Several other gods began backing away.
“Run,” Ash spoke, his voice calling the shadows from the walls and the alcoves. “But you won’t get far.”
The gods spun and ran.
Whatever circumstances had led to them siding with Kolis or any remorse these gods felt wouldn’t save them. As Ash had warned, they didn’t make it far.
The whirling midnight mist whipped out, racing across the floor. All around, gods rose to the ceiling, their arms outstretched, and heads thrown back. Armor exploded from their chests and calves. From the center of their midsections, a silver glow pulsed as they hung in the air like paper lanterns. Then they fell like stars.
A swarm of dakkais erupted from a corridor and entered the hall, their gaping mouths full of blade-sharp teeth. Either drawn by the eather or sent due to Ash’s presence, they shoved into one another, growling and snapping at the air as they raced toward Ash.
There wasn’t even time to feel concern because Ash was very, very well- fed at the moment.

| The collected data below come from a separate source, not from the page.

Issue #1410, opened 2023-06-25
Errors thrown and performance degradation when reading binary delimited data directly from a file


willtemperley:
When reading a 26MB binary delimited file with an InputStream created directly from a file (i.e. ```let inputStream = InputStream(url: fileUrl)```, the following test always throws a ```SwiftProtobuf.BinaryDelimited.Error.truncated``` error with a measured [Time, seconds] average: 1.893

```
    func testReadArchiveError() throws {
        measure {
            var nMessages = 0
            let inputStream = InputStream(url: fileUrl)
            if let inputStream = inputStream {
                inputStream.open()
                while (inputStream.hasBytesAvailable) {
                    do {
                        _ = try BinaryDelimited.parse(messageType: Io_Temperley_Archive_BaseMessage.self, from: inputStream)
                        nMessages += 1
                    } catch {
                        print(String(reflecting: error))
                    }
                }
                
            }
            print("n messages: \(nMessages)")
        }
    }
```

however, reading the same file into memory first never throws, with a measured [Time, seconds] average: 1.236

```
    func testReadArchive_No_Error() throws {
        measure {
            var nMessages = 0
            let data = try? Data(contentsOf: fileUrl)
            if let data = data {
                let inputStream = InputStream(data: data)
                inputStream.open()
                while (inputStream.hasBytesAvailable) {
                    do {
                        _ = try BinaryDelimited.parse(messageType: Io_Temperley_Archive_BaseMessage.self, from: inputStream)
                        nMessages += 1
                    } catch {
                        print(String(reflecting: error))
                    }
                }
            }
            print("n messages: \(nMessages)")
        }
    }
```

This feels like a bug - performance is significantly worse when reading directly from the file, plus it's clear that the stream isn't truncated. Maybe InputStream.hasBytesAvailable is just unreliable, but it seems surprising. The Java version doesn't have this issue. (I'm porting a Java app to Swift - the input file was created in Java). The following runs in ~1.18 seconds.

```
    @Test
    public void messageCount() throws IOException {
        FileInputStream inputStream = new FileInputStream(fileName);

        int nMessages = 0;
        while (inputStream.available() > 0) {
            ArchiveSchema.BaseMessage baseMessage = ArchiveSchema.BaseMessage.parseDelimitedFrom(inputStream);
            if (baseMessage != null) {
                nMessages++;
            }
        }

        System.out.println("i = " + nMessages);
    }
```

* what OS you are developing on (Linux or macOS, including the version)
[...]

PR #1414, opened 2023-06-30
Added StreamDecodingIterator extension to Message

willtemperley:
As discussed in https://github.com/apple/swift-protobuf/issues/1410


Sources/SwiftProtobuf/Message+StreamDecodingIterator.swift
```diff
@@ -0,0 +1,131 @@
...
+      let messageLength = try decodeVarint()
+      if (messageLength == 0) {
+        return nil
+      }
+      var message = M()
+      let data = try buffer.read(for: Int(messageLength))
+      try message.merge(serializedData: data)
+      return message
+    } catch {
+      print(error)
```
thomasvl, line 46: Probably don't want to `print` here. I guess there's no way to expose to the iterator when the stream was corrupted vs. just ended?

Sources/SwiftProtobuf/Message+StreamDecodingIterator.swift
```diff
@@ -0,0 +1,131 @@
...
+  fileprivate let buffer: ResizingBuffer
+  
+  public init(inputStream: InputStream, bufferLength: Int = 32768) {
+    buffer = ResizingBuffer(inputStream: inputStream, bufferLength: bufferLength)
+  }
+  
+  public func next() -> M? {
+    do {
+      let messageLength = try decodeVarint()
+      if (messageLength == 0) {
```
thomasvl, line 38: So this means a message that has all default values can never be read back on the stream, all default values encodes to zero length.

You'll likely need to let decodeVarint return errors, no data, and/or and explicit zero to that message case can be handled.  Maybe just returning a optional would do it, so if it return nil you know something went wrong?

Sources/SwiftProtobuf/Message+StreamDecodingIterator.swift
```diff
@@ -0,0 +1,131 @@
...
+        return nil
+      }
+      var message = M()
```
thomasvl, line 41: You should also handle the .tooLarge case from delimited data. If the message is over the max size, it means you've got a bad stream.

Sources/SwiftProtobuf/Message+StreamDecodingIterator.swift
```diff
@@ -0,0 +1,131 @@
...
+
+private class ResizingBuffer {
+  
+  let inputStream: InputStream
+  let bufferLength: Int
+  var pointer: Int = 0
+  var buffer: [UInt8]
+  var data: Data
+  
+  init(inputStream: InputStream, bufferLength: Int = 32768) {
```
thomasvl, line 86: No need to default bufferLength here, have all the callers pass it (and they can default it).

Sources/SwiftProtobuf/Message+StreamDecodingIterator.swift
```diff
@@ -0,0 +1,131 @@
...
+///
+/// Extensions to `Message` to provide binary coding and decoding using ``Foundation/Data``.
+///
+// -----------------------------------------------------------------------------
+
+import Foundation
+
+extension Message {
+  
+  public static func streamDecodingIterator(inputStream: InputStream, bufferLength: Int = 32768) -> StreamDecodingIterator<Self> {
```
thomasvl, line 19: Maybe do a file scoped constant for the two public apis that default the buffer size?

Sources/SwiftProtobuf/Message+StreamDecodingIterator.swift
```diff
@@ -0,0 +1,131 @@
...
+  }
+}
+
+private class ResizingBuffer {
+  
+  let inputStream: InputStream
+  let bufferLength: Int
+  var pointer: Int = 0
+  var buffer: [UInt8]
+  var data: Data
```
thomasvl, line 84: Does this means we're double buffering between these two?

Sources/SwiftProtobuf/Message+StreamDecodingIterator.swift
```diff
@@ -0,0 +1,131 @@
...
+    } else {
+      //more data may be required
+      let prefix = data[pointer..<data.count]
+      let remainingByteCount = nBytes - prefix.count
+      
+      var toLoad = bufferLength
+      if (remainingByteCount > bufferLength) {
+        let nPages = Int(ceil(Float(remainingByteCount) / Float(bufferLength)))
+        toLoad = nPages * bufferLength
+        self.buffer = [UInt8](repeating: 0, count: toLoad)
```
thomasvl, line 115: At this point, shouldn't bufferLength get updated to the new value? (toLoad), otherwise it might resize it again when it already is big enough.

Sources/SwiftProtobuf/Message+StreamDecodingIterator.swift
```diff
@@ -0,0 +1,131 @@
...
+      }
+      
+      let result = inputStream.read(&buffer, maxLength: buffer.count)
```
thomasvl, line 118: I think this might need to be a loop that keeps reading until an error, end of stream, or the desired total bytes is read.

InputStream can return less than the requested length, but that doesn't mean the end of the stream has been reached, it could be the process got a signal, etc. and the IO got stopped at that point.

Tests/SwiftProtobufTests/Test_StreamDecodingIterator.swift
```diff
@@ -0,0 +1,58 @@
...
+        $0.optionalInt64 = 123456789
+        $0.optionalGroup.a = 456
+        $0.optionalNestedEnum = .baz
+        $0.repeatedString.append("wee")
+        $0.repeatedFloat.append(1.23)
+      }
+      testInt += 1
+      XCTAssertEqual(msg1, message)
+    }
+  }
```
thomasvl, line 57: Probably want to assert that testInt got to 10.

Sources/SwiftProtobuf/Message+StreamDecodingIterator.swift
```diff
@@ -0,0 +1,131 @@
...
+  public func next() -> M? {
+    do {
+      let messageLength = try decodeVarint()
+      if (messageLength == 0) {
+        return nil
+      }
+      var message = M()
+      let data = try buffer.read(for: Int(messageLength))
+      try message.merge(serializedData: data)
+      return message
```
tbkka, line 44: Or more simply:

Tendrils of shadowy eather lifted once more, streaking out from Ash and slamming into the dakkais, piercing their bodies. Sharp yelps ended suddenly,
one after another, until there was nothing before Ash.

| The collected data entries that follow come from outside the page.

PR #1421, opened 2023-07-17
Restructure the Protos directory.

thomasvl:
"upstream/" is now a copy of the files protocolbuffers/protobuf, this is basically moving the "google/protobuf" and "conformance" directories just down a level, but it will hopefully make things a little more clear.

All the _local_ .proto files for other purposes are now moved into sub directories that match the name of their directories in "Sources/" or "Tests/".

The places were SwiftProtobuf was using upstream files for tests, those files have now been forked. So they exist within "Protos/SwiftProtobufTests/" but they will *no* longer be updated to match upstream. This is a *good* thing as in the past there have been build breaks with upstream changed and it broke the test. Now the files are specific to this project and any edits desired can be made. NOTE: At some point the files should get updated/reduced down to only what is needed because they have always had some extra message/enums/fields that the local tests didn't need, and so the simplification would likely be good.

Lastly, a few upstream .proto files are now mirrored from "Protos/upstream/" in to the specific project level directory needed (SwiftProtobuf, Conformance, etc.). This gets the files clearly in a target directory where they are used, but does mean they have to be updated in this second location. Symlinks might have worked for this, but to avoid issues building the package on any platform (Windows?), the copies were used instead.

The "Reference/" directory was then update to mirror this new layout.


thomasvl:
Upstream is starting to land the Editions work, this will set things up so the local .proto files for tests, etc. are directly tied to the upstream state generally making things safer for us.  It will also allow us to sync back up the upstream state without fully updating some of the things we depend on until we've gotten the change to start the support needed for Editions within the plugin library target.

Startling sharp pain flared once more, shaking my concentration. It severed the connection, and I suddenly no longer felt as if I were floating.

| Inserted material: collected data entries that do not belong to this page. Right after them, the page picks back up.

Issue #1066, opened 2020-09-03
Feature Request: Add dynamic as library target option


matthesoundman:
It seems to properly embed swift-protobuf inside a framework the```type: .dynamic``` needs to be set in the package manifest for the particular library style. 

It would be great if there were two library options.

thomasvl:
This sounds sorta like #1043.  It seemed like this should be a FR against Xcode because *every* `Package.swift` shouldn't have to export two products.

PR #1426, opened 2023-07-25
Add explicit Dynamic and Static product libraries

GrzegorzSpryszynski-TomTom:
SwiftPM promises it can always correctly detect what library type (dynamic or static) should be use in the project. It is the case when all dependencies are given as a source code.
This is not always possible if some of the dependencies are binary targets. In that case SPM is not able to figure out what libraries are compiled (or linked) inside the binary. In that case SPM cannot properly resolve dependencies and set proper linking type for used libraries.
Currently there is also no easy way to list those dependencies for binary targets.

In this PR we propose to add explicit targets that provide required linking:
- SwiftProtobufDynamic for dynamic linking
- SwiftProtobufStatic for static linking

Those new targets will not break current setups and allow to manually manage dependencies if SPM cannot handle them properly by itself.

### DIFF
--- a/Package.swift
+++ b/Package.swift
@@ -23,6 +23,16 @@ let package = Package(
         targets: ["SwiftProtobuf"]
     ),
     .library(
+        name: "SwiftProtobufDynamic",
+        type: .dynamic,
+        targets: ["SwiftProtobuf"]
+    ),
+    .library(
+        name: "SwiftProtobufStatic",
+        type: .static,
+        targets: ["SwiftProtobuf"]
+    ),
+    .library(
         name: "SwiftProtobufPluginLibrary",
         targets: ["SwiftProtobufPluginLibrary"]
     ),


GrzegorzSpryszynski-TomTom:
> What is the reason for this? Normally, SPM should decide when a target should be linked statically or dynamically.

As I mentioned in the description. When working with binary targets SPM is not able to detect it correctly.
Let say we have a library which uses SwiftProtobuf. We don't publish the library code but instead publish compiled binaries on a public repository.
If you use the library in your own project SPM is not aware that the SwiftProtobuf was used. So if you also need SwiftProtobuf in your project you will end up with two same libraries. And depending what type of linking you choose (and what type was chosen for the library), you may or may not face some issues related with that.
In that case explicit specifying dynamic linking in both places solves the problem.

FranzBusch:
This is expected behaviour and SPM intentionally does not support this right now. If you bring in a binary dependency which requires specific dependency versions to be linked into the final executable then you are in all kinds of trouble. At this point SPM cannot help you anymore.

The current recommended practice is that either:
1. Your binary framework drops all its dependencies
2. Your binary framework starts to internalise all of its dependencies via something like git submodules

We shouldn't go around and add `dynamic` and `static` targets to all packages just because someone tried to ship a binary framework that depends on SPM packages. The real solution here would be make SPM aware of dependencies for binary targets and how they should be linked. This is something worth raising over in the SPM repository.

GrzegorzSpryszynski-TomTom:
You can specify what dependencies (and in what versions) are needed to use your product. That's not a problem.

The main issue here is that linking type (static by default) is inbuilt into library and client cannot change it.
I assume that soon or later such functionality will be available in SPM. But now we have to play with what we have.

thomasvl:
https://github.com/apple/swift-protobuf/issues/1066 and https://github.com/apple/swift-protobuf/pull/1043 also provide some context for this from the past.

@tbkka fyi

GrzegorzSpryszynski-TomTom:
> ps - I also worry that some other package will explicit pick to use the static or dynamic one, and thus end up with duplicate symbols because some other package picks different, so when both get included into a single binary, you get the code twice via these different targets.

That why separate target is proposed so you have to explicit chose it. By default SPM does its magic.

In this PR the `dynamic` target is most important. `Static` one is added only for completeness. We can remove it to not encourage others to use them.

thomasvl:
> > ps - I also worry that some other package will explicit pick to use the static or dynamic one, and thus end up with duplicate symbols because some other package picks different, so when both get included into a single binary, you get the code twice via these different targets.
> 
> That why separate target is proposed so you have to explicit chose it. By default SPM does its magic.

I'm not sure I follow.  As soon as there is the option to pick, there is the risk different packages will pick different values, and then when those two packages end up in a single binary there are duplicate definitions.

GrzegorzSpryszynski-TomTom:
> I'm not sure I follow. As soon as there is the option to pick, there is the risk different packages will pick different values, and then when those two packages end up in a single binary there are duplicate definitions.

Right, there is such a risk. But without it we are forced to use static linking, ending up with increasing binary size and warnings that same method is available is multiple places and system will pick any of them randomly

FranzBusch:
> Right, there is such a risk. But without it we are forced to use static linking, ending up with increasing binary size and warnings that same method is available is multiple places and system will pick any of them randomly

I think this is just a problem with how your dependencies are currently delivered to you. We cannot influence the choice that you have a framework which depends on swift-protobuf being linked into the final executable and there is sadly not much we can do here to help you work around this. As @thomasvl said we cannot offer two products with different linkage because this is going to diverge the ecosystem.

For your immediate help what you can do is just maintain a fork of swift-protobuf where you do that and ask whoever delivered you that framework to remove the protobuf dependency or internalise it.

GrzegorzSpryszynski-TomTom:
Thanks for your input. I understand your concerns.
One more thing worth to mention. Please have a look at the official code snippets for SPM package [template](https://github.com/apple/swift-package-manager/blob/main/Documentation/PackageDescription.md#product). Looks we are not the first ones that came with such idea.

FranzBusch:
The document you linked is merely documenting the APIs that SPM offers but doesn't recommend to do this at all. I still think the problem you are having is worth solving it just not up to individual packages to solve but rather for SPM to solve this. I would open an issue over in the SPM repository for dependencies for binary targets.

GrzegorzSpryszynski-TomTom:
Thanks all of you for contribution. In this case we will try to solve the issue different way.
For now we can close the PR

I pitched forward onto my palms, retching up nothing but air and the faint taste of something metallic. Through the tangled strands of my hair, I stared at my hands—my left one seemed as if the pores were filled with a faint silver light. Nausea surged, and I gagged, my stomach clenching. Even with my eyes closed, the chamber felt like it was spinning.
I didn’t feel right. My head. My body. I felt both too loose and too tight. There was a strange hollowness in my chest, one that felt final. My arms and legs trembled from the effort of keeping myself upright. Sweat dampened my skin as if I were caught in a rising and breaking fever.
The embers suddenly hummed in my chest as my right hand warmed.
Blinking back stinging tears, I looked down. The swirl across the top of my hand shimmered brightly.
He was almost here.
My arms gave out, and suddenly my cheek was pressed against the cool shadowstone tile. Gods, it felt good against my hot skin. My eyes drifted shut as I thought I heard shouts, but I couldn’t be sure. My heartbeat pounded in my ears. A loud crash sounded somewhere, the noise of doors slamming into walls and shattering. Charged air stirred around me, then blissfully cold fingers touched my cheeks. I was lifted and brought against something cool and solid. Safe. The scent of citrus and fresh air enveloped me, and a breathy sigh escaped my lips.
“Liessa,” Ash spoke, his rough voice a balm. “I’ve got you. Everything will be all right now. I’ve got you.”